EXERCISE PROMPT: What lines in the material hold the string "currently"? Copy out each of them.

**** EXCERPTED RECORDS

PR #781, opened 2026-01-24
Small cleanup and logging changes

JJL772:
Upstreaming some small changes from our EPICS base fork to keep things more in sync.

### DIFF
--- a/modules/database/src/ioc/rsrv/caservertask.c
+++ b/modules/database/src/ioc/rsrv/caservertask.c
@@ -312,8 +312,7 @@ void rsrv_build_addr_lists(void)
                 char sockErrBuf[64];
                 epicsSocketConvertErrnoToString (
                             sockErrBuf, sizeof ( sockErrBuf ) );
-                errlogPrintf("CAS: failed to set mcast loopback: %s\n",
-                    sockErrBuf);
+                errlogPrintf("rsrv: failed to set mcast loopback: %s (%d)\n", sockErrBuf, errno);
             }
         }
 #endif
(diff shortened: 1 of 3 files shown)


mdavidsaver (approved):
These all look ok to me.

ralphlange:
LGTM

modules/database/src/ioc/rsrv/caservertask.c
```diff
@@ -312,8 +312,7 @@ void rsrv_build_addr_lists(void)
                 char sockErrBuf[64];
                 epicsSocketConvertErrnoToString (
                             sockErrBuf, sizeof ( sockErrBuf ) );
-                errlogPrintf("CAS: failed to set mcast loopback: %s\n",
-                    sockErrBuf);
+                errlogPrintf("rsrv: failed to set mcast loopback: %s (%d)\n", sockErrBuf, errno);
```
anjohnson, line 315: Other errors from this code don’t seem to print the value of errno, why should this message be different?

mdavidsaver: > ... why should this message be different?

I would be curious to know if this message was seen in the wild.  I do (did?) not think that `IP_MULTICAST_LOOP` or `IP_MULTICAST_TTL` can fail due to system configuration.

While it would be helpful to have the other prints updated to match, I don't see this as a blocker for this PR.

JJL772: I'm not sure of the context either, the commit was from 2017. I'll update the other printfs to make them consistent though

mdavidsaver: > ... was from 2017 ...

So it was likely a result of: https://epics.anl.gov/core-talk/2017/msg00157.php .  This was a logic error specific to the RTEMS "legacy" network stack, which was corrected by a62c357e99b75d75d611848a49a7f4252ea8a539.

anjohnson:
Core Group: DZ to generate issue to have the errno to string converter always include the errno value, (and undo the then unnecessary change here.

Approved.

PR #788, opened 2026-02-06
avoid overreporting available CPUs

dirk-zimoch:
If the IOC has been started with a limited set of CPU cores (e.g. using `taskset`), `callbackParallelThreadsDefault` should reflect this. Otherwise, `callbackParallelThreads` will create more callback threads than available CPU cores, resulting in possible performance degradation.

On Linux at least, `sysconf(_SC_NPROCESSORS_ONLN)` does not take the cpu affinity mask into account.
I do not know how MacOS and RTEMS handle this. They do not have `sched_getaffinity()` (neither do older Linux systems).

### DIFF
--- a/documentation/new-notes/PR-788.md
+++ b/documentation/new-notes/PR-788.md
@@ -6,3 +6,16 @@ That fixes the problem that an IOC which was started with a limited affinity
 mask (e.g. using `taskset`) and that called `callbackParallelThreads` with an
 argument of 0 in the startup script, had started more parallel callback
 threads than it has CPU cores available.
+
+The iocsh function `callbackParallelThreads` now also accepts positive or
+negative percentages for `count`, referring to the availabple number of cores
+and always rounding the number of used cores down with a minimum of 1.
+
+#### Examples
+
+```text
+# use up to 25% of available cpu cores for callback threads
+callbackParallelThreads 25%
+# keep at least 10% of available cpu cores unused for callback threads
+callbackParallelThreads -10%
+```
--- a/documentation/new-notes/PR-788.md
+++ b/documentation/new-notes/PR-788.md
@@ -1,0 +1,8 @@
+### epicsThreadGetCPUs and callbackParallelThreads
+
+On systems that support it (e.g. recent Linux systems), `epicsThreadGetCPUs()`
+now takes the current cpu affinity mask of the calling thread into acount.
+That fixes the problem that an IOC which was started with a limited affinity
+mask (e.g. using `taskset`) and that called `callbackParallelThreads` with an
+argument of 0 in the startup script, had started more parallel callback
+threads than it has CPU cores available.
--- a/modules/database/src/ioc/db/callback.h
+++ b/modules/database/src/ioc/db/callback.h
@@ -199,7 +199,10 @@ DBCORE_API void callbackQueueShow(const int reset);
  * Calling with count<0 computes the count based on the number of CPU cores
  * currently available to the calling thread,
  * eg. Passing -2 on an 8 core system will start 6 worker threads.
- * In all cases, at least one worker thread will always run.
+ * The iocsh wrapper also accepts positive or negative percentages for count,
+ * which allows to refer to a fraction of the currently available CPU cores,
+ * always rounding the number of created threads down.
+ * In any case, at least one worker thread will always run.
  *
  * An empty prio name or the special value "*" will modify all priorities.
  * Otherwise, only the named priority is modified.
--- a/modules/database/src/ioc/db/callback.h
+++ b/modules/database/src/ioc/db/callback.h
@@ -193,18 +193,21 @@ DBCORE_API void callbackQueueShow(const int reset);
  * By default, only one thread is run for each priority (3 in total).
  *
  * Calling with count==0 will take the count from the callbackParallelThreadsDefault
- * global variable (default default is 2).
+ * global variable (initialized to the number of CPU cores initially available to
+ * the main thread).
  * Calling with count>0 sets the number of worker threads directly.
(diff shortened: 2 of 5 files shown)


anjohnson:
Good catch, this looks appropriate to me.

As a bug fix, should it have a Release Notes entry to let users know about the possible behavior change that it introduces?

mdavidsaver:
The situation on Linux is more complicated as the CPU mask is __per thread__.  So making use of `sched_getaffinity(0, ...)` can give a different answer depending on the calling thread.

mdavidsaver:
> ... can give a different answer depending on the calling thread.

With tools like mcoreutils, child threads could have either a wider or narrowing mask.  This mask can also be changed with time.

As I think about it, this seems like a limitation in the concept of `epicsThreadGetCPUs()` which can't be worked around directly.  Rather, we need to make sure that every usage of `epicsThreadGetCPUs()` can be overridden somehow.  I think this is already the case?

As for whether to accept this PR.  I am slightly inclined towards "no" as it makes the behavior of `epicsThreadGetCPUs()` more complex.

If it were to be accepted, the documentation of `epicsThreadGetCPUs()` would need to be updated to reflect this change in behavior.

anjohnson:
> … the CPU mask is **per thread**.

Is it possible to set (or query) the CPU affinity mask of a thread before it has been created? My guess would be no, and in that case it seems like an impossible problem to get right if the affinity settings are going to be different for the main and callback threads. The st.cmd script can always override the value anyway when creating callback threads.

Exclusing tests and the threadPool, the `epicsThreadGetCPUs()` routine is called in 2 places inside IOC code:
```
Cox$ git grep epicsThreadGetCPUs
modules/database/src/ioc/db/callback.c:        count = epicsThreadGetCPUs() + count;
modules/database/src/ioc/db/dbIocRegister.c:    callbackParallelThreadsDefault = epicsThreadGetCPUs();
```

The [first match](https://docs.epics-controls.org/projects/base/en/latest/callback_h.html#_CPPv423callbackParallelThreadsiPKc) is used when a `callbackParallelThreads` IOCSH command is given a negative count, meaning "reserve this many CPUs to _not_ run parallel callback threads for this priority". The second match sets how many parallel callback threads should be started for any `callbackParallelThreads` command that is given a count of zero; it is run by the the `dbIocRegister()` registrar routine. That value can be changed afterwards with a `var callbackParallelThreadsDefault` command.

Given that overrides are possible for both in the st.cmd file, IMO Dirk's change makes the default IOC behavior correct for the simplest case that users might set up (one CPU affinity mask for all IOC threads). I prefer this, which follows the principle of least surprise. However I'm not seeing any documentation about parallel threads on RTD.

This discussion indicates that a Release Note explaining the change is appropriate.

mdavidsaver:
> a negative count, meaning "reserve this many CPUs to _not_ run parallel callback threads for this priority".

This is a way better description then what I put in! (baa4cb5495cf103b4276c61b1e2a4e0077bb0d9b)

mdavidsaver:
> Is it possible to set (or query) the CPU affinity mask of a thread before it has been created? My guess would be no,

There is a non-standard `pthread_attr_setaffinity_np()` for Linux at least.

> IMO Dirk's change makes the default IOC behavior correct for the simplest case that users might set up (one CPU affinity mask for all IOC threads).

Fair enough.

ralphlange:
The original requirement was to
1. have a reasonable default for `callbackParallelThreads` and
2. allow calling it in `st.cmd` in a way that doesn't have to be updated when you start the IOC on a different machine with a different number of cores.

In another context, I recently saw a floating point number F argument, so that the number of threads would be 'F * no_of_cores', which is also interesting.

anjohnson:
> 'F * no_of_cores'

That could be implemented by making the iocsh parameter a string and looking for a leading `-` or `*` character to decide how to interpret and use the rest of the string. However the underlying C function might have to change too.

I would guess that could make sense for big machines that have large numbers of cores.

ralphlange:
> However I'm not seeing any documentation about parallel threads on RTD.

The AppDevelopers Guide (PDF) has a paragraph in the chapter on "EPICS General Purpose Tasks".

**16.2.5 Parallel Callback Tasks**

To enable multiple parallel callback tasks, and set the number of tasks to be started for each priority level, call `callbackParallelThreads` before iocInit in the startup file. The syntax is:
```
int callbackParallelThreads(int count, const char *prio)
```
The _count_ argument is the number of tasks to start, with 0 indicating to use the default (number of CPUs), and negative numbers indicating to use the number of CPUs minus the specified amount.
The _prio_ argument specifies the priority level, with ”” (empty string), ”*”, or NULL indicating to apply the definition to all priority levels.
The default value is stored in the variable `callbackParallelThreadsDefault` (initialized to the number of CPUs), which can be changed using the iocShell’s var command.

dirk-zimoch:
> 'F * no_of_cores'

```
callbackParallelThreads "50%"
```
?

dirk-zimoch:
> The AppDevelopers Guide (PDF) has a paragraph in the chapter on...

Where is the source for that PDF? Not in base it seems. How  to update documentation in that file?

ralphlange:
> Where is the source for that PDF? Not in base it seems. How to update documentation in that file?

https://github.com/epics-docs/appdev/tree/master/tex

Updates by Pull Request, obviously. Or - preferably - by converting to the new format/structure.

dirk-zimoch:
That repo builds "EPICS Application Developer’s Guide EPICS Base Release 3.16.2". My change is for EPICS 7. Thus, the pdf is no longer relevant.

> There is no 7.0 branch of this repository as the text here is being converted into other documentation formats and moved elsewhere.

PR #807, opened 2026-02-25
Doxygen annotation for dbFldTypes.h

ReBarsotti-HZB:


mdavidsaver:
When thinking about the `DBF_*` and `DBR_*`, the key connection I make is that `DBF_*` describes in-memory storage of a field of a record type (data at rest).  While the `DBR_*` codes are requests to start data in motion.  These are used by the `dbGet()` and `dbPut()` family of functions to interact with a field of a record, possibly including a value type conversion.  eg. if is valid to request `DBR_DOUBLE` of a `DBF_LONG` field.

A couple of points worth noting.

- Most `DBF_*` types concretely map to a specific C storage type.  eg `DBR_CHAR` fields will be `epicsInt8` typedef from `epicsTypes.h`.  Or `struct link` for `DBF_INLINK`.  Maybe notate the `dbfType` enum with this association to get cross-links in the generated html?
- `DBR_NOACCESS` is an exception.  This is a special case for fields using a storage type which is not mapped to one of the primitive types.  With no additional effort, these fields can not be accessed via `dbGet()` and friends.  However, the `SPC_DBADDR` modifier can be used to enable special access through the `rset::cvt_dbaddr()` record support function (eg. waveformRecord does this).
- There are more than 3 types of link.  See under `/* link types */` in `link.h`.  `PV_LINK` is a transient state used internally.

https://docs.epics-controls.org/en/latest/appdevguide/databaseDefinition.html ([source](https://github.com/epics-docs/epics-docs/blob/master/appdevguide/databaseDefinition.rst)) has more details, and may be a better place for these details.  I'm not sure if there is an easy way to link to from the dbFldTypes.h page.

PR #809, opened 2026-02-25
Added Doxygen annotation to dbFldTypes.h

ReBarsotti-HZB:


mdavidsaver:
wrt. #807 it is not necessary to start a new PR when updating.  Just do a force push to your branch.

modules/database/src/ioc/dbStatic/dbFldTypes.h
```diff
@@ -11,6 +11,43 @@
...
+ *  in a record in another IOC. A `DBF_FWDLINK` can only refer to a record 
+ *  in the same IOC. Link ﬁelds are described in a later chapter.
+ *
+ *  `DBF_INLINK` (input), `DBF_OUTLINK` (output), and `DBF_FWDLINK` 
+ *  (forward) specify that the ﬁeld is a link structure as deﬁned in `link.h`.
+ *
+ *
+ *  `DBF_NOACCESS` ﬁelds are for private use by record processing routines. 
+ *  
+ *  More information can be found at https://docs.epics-controls.org/en/latest/appdevguide/databaseDefinition.html */
```
anjohnson, line 49: A URL appearing in the text like this does get converted into a link in the Sphinx output, but it would be nicer to use a proper cross-reference link so the URL itself is hidden. @minijackson can you suggest what to use in the Doxygen annotation to get that?

I'm also aware that the particular document you're referring to is being split up slightly, but I hope the part you want will stay at the same location.

anjohnson (commented):
One request for a change if it's possible to do, but in any case this looks good, thanks!

PR #811, opened 2026-02-25
Add doxygen tags for dbAccessDefs.h

ronaldomercado:


modules/database/src/ioc/db/dbAccessDefs.h
```diff
@@ -174,35 +179,35 @@ struct dbr_alDouble     {DBRalDouble};
 
 #include "errMdef.h"
 
-#define S_db_notFound   (M_dbAccess| 1) /*Process Variable Not Found*/
```
mdavidsaver, line 177: @anjohnson Am I right in thinking that adding doxygen annotations here will be passed through by `makeStatTbl.pl`, and appear in runtime error message strings?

********

ANSWER TO THIS EXERCISE:
  * currently available to the calling thread,
+ * which allows to refer to a fraction of the currently available CPU cores,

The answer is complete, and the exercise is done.